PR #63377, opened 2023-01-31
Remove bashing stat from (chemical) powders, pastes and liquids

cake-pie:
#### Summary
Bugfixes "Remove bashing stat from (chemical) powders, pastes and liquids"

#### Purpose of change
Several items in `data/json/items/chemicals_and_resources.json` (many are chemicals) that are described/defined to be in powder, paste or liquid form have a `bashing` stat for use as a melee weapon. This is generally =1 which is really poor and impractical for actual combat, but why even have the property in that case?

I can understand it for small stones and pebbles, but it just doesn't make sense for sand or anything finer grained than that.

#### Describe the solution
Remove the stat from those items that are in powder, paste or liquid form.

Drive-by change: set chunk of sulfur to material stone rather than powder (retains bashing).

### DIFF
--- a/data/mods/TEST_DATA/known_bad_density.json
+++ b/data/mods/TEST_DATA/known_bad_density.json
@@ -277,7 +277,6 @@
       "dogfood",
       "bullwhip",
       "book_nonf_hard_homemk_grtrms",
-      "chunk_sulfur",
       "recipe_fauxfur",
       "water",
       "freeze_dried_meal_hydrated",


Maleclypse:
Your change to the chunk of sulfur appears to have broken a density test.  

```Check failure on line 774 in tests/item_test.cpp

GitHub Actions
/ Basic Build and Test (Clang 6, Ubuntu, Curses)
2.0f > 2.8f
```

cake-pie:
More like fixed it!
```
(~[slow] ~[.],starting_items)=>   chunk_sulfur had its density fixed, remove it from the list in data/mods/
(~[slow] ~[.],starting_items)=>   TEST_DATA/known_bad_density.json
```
==*==
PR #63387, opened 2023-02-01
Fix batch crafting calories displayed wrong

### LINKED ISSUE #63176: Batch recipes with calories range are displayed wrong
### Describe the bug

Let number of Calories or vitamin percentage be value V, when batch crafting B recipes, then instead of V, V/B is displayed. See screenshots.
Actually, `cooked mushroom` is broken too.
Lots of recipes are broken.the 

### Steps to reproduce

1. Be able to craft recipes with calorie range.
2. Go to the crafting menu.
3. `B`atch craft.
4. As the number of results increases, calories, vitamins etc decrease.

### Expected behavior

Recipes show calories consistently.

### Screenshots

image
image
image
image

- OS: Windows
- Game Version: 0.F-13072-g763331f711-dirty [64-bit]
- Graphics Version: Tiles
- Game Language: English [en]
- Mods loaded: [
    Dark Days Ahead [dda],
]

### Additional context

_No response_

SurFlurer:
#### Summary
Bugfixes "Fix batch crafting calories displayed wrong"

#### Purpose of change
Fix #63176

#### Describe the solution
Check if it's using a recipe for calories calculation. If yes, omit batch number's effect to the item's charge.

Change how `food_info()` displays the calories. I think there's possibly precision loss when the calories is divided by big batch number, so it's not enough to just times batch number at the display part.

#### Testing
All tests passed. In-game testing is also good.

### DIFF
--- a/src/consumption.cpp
==*==
Read through the entries above, and wherever a line holds the string "Version", copy it.

- Game Version: 0.F-13072-g763331f711-dirty [64-bit]
- Graphics Version: Tiles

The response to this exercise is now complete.